◆ **Exercise directions**
Work out how many lines of this material hold the word "could". Write only that number.

=== Section Start ===

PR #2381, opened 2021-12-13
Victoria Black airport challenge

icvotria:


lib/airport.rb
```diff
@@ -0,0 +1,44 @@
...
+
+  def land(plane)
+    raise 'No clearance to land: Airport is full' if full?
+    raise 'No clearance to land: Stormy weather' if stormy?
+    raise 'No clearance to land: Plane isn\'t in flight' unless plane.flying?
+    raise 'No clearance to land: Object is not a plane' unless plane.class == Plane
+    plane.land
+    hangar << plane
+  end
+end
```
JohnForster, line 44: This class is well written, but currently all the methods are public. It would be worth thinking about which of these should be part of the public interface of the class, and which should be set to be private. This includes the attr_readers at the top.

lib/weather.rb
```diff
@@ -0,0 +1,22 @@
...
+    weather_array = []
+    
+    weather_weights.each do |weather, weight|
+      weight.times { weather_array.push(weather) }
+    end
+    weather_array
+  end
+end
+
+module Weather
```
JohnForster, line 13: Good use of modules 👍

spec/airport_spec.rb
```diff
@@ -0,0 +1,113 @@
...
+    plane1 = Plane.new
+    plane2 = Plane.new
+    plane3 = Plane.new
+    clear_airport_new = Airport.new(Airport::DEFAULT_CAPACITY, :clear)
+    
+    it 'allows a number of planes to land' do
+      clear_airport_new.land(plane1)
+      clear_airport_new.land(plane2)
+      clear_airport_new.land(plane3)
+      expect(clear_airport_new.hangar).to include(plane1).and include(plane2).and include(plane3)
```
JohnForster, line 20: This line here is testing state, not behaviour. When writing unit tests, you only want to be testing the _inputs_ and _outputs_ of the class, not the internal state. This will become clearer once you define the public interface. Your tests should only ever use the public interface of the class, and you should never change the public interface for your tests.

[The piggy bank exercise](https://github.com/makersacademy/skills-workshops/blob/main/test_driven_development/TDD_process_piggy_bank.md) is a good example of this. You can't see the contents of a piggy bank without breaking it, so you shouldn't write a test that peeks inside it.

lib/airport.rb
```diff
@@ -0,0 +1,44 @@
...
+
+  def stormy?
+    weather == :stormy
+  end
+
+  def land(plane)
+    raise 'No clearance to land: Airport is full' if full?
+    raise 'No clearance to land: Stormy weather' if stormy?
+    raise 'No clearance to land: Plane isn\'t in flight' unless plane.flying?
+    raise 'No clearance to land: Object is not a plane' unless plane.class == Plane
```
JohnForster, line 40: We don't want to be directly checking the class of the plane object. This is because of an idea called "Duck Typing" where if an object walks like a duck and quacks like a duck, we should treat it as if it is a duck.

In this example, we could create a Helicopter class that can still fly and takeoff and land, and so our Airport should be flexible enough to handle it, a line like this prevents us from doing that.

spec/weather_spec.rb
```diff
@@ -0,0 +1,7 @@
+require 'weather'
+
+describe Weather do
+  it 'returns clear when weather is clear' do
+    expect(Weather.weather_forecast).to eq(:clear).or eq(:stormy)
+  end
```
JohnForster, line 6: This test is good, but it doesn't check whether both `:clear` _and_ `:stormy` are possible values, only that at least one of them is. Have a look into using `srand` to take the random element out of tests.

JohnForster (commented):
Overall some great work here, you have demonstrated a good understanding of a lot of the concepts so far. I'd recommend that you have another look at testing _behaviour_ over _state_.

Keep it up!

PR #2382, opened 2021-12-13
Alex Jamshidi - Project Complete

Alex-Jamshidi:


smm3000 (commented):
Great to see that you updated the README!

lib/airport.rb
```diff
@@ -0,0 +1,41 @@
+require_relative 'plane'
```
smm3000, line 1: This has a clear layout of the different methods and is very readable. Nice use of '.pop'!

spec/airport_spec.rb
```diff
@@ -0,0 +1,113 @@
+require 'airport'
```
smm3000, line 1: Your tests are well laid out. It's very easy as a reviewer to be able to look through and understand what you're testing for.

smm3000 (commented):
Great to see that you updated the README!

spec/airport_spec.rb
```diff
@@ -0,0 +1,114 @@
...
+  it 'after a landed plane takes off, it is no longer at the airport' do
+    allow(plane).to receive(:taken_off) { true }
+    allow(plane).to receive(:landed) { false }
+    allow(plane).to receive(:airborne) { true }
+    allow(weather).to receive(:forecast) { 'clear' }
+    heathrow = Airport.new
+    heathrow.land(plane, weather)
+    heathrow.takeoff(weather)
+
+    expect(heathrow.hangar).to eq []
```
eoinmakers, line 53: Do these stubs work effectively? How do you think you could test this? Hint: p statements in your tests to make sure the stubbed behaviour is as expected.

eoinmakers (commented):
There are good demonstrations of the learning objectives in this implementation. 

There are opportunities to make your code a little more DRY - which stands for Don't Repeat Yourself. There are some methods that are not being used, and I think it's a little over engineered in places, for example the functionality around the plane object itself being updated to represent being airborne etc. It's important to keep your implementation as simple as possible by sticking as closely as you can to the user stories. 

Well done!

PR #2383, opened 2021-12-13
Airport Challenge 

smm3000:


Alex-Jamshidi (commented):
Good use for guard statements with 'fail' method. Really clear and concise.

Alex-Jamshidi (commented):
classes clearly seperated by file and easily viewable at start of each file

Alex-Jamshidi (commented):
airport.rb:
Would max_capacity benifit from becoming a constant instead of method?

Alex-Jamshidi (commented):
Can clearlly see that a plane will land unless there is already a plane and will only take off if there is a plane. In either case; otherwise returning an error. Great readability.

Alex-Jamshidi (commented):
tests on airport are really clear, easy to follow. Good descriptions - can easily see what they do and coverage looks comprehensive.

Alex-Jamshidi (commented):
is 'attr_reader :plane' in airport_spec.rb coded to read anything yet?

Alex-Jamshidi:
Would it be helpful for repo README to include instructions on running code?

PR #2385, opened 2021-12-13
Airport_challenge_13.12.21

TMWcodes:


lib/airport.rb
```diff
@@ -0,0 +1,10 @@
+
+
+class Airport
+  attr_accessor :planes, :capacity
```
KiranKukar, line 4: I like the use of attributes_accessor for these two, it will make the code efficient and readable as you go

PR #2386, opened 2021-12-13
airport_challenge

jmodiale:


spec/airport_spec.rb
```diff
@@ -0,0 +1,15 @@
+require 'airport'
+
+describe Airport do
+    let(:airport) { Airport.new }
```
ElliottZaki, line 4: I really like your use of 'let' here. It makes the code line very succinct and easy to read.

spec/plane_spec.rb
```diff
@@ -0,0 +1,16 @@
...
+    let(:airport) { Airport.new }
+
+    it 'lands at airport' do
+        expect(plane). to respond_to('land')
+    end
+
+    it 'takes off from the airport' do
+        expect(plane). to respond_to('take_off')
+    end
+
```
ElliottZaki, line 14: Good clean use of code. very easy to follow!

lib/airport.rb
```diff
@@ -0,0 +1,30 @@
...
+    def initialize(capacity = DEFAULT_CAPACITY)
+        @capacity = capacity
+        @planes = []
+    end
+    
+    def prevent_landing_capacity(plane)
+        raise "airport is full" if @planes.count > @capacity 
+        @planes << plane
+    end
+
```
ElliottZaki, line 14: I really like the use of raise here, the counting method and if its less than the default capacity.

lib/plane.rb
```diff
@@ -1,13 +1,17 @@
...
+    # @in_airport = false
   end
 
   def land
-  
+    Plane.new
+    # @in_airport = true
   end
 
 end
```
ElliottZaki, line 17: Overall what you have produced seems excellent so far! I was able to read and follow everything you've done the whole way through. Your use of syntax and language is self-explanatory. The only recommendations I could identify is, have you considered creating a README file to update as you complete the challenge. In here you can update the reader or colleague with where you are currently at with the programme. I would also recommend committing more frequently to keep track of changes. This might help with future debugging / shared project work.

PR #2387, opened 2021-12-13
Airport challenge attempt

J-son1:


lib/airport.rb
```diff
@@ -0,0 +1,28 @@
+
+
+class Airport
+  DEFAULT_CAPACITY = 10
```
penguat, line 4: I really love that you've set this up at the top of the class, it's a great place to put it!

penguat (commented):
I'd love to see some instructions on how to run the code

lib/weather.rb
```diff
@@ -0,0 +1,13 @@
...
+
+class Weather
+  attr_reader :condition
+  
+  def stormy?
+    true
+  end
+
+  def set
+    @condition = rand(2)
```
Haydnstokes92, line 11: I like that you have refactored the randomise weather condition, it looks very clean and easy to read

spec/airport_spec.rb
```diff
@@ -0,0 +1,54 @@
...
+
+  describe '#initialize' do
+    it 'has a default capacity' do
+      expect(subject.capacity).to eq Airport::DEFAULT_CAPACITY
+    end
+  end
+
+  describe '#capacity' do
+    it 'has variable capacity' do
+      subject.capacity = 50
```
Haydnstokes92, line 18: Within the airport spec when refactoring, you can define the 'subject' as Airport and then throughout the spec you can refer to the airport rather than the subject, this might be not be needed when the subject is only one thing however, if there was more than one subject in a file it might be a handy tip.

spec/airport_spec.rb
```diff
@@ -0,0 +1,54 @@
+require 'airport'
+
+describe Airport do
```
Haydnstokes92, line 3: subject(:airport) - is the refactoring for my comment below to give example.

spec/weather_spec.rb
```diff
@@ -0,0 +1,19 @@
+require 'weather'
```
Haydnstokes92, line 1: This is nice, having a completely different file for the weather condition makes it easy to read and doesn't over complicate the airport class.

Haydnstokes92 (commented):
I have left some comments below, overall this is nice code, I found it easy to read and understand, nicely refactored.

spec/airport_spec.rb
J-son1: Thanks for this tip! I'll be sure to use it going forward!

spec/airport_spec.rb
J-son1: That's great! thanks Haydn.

=== Section End ===

◆ **Result of the task**
3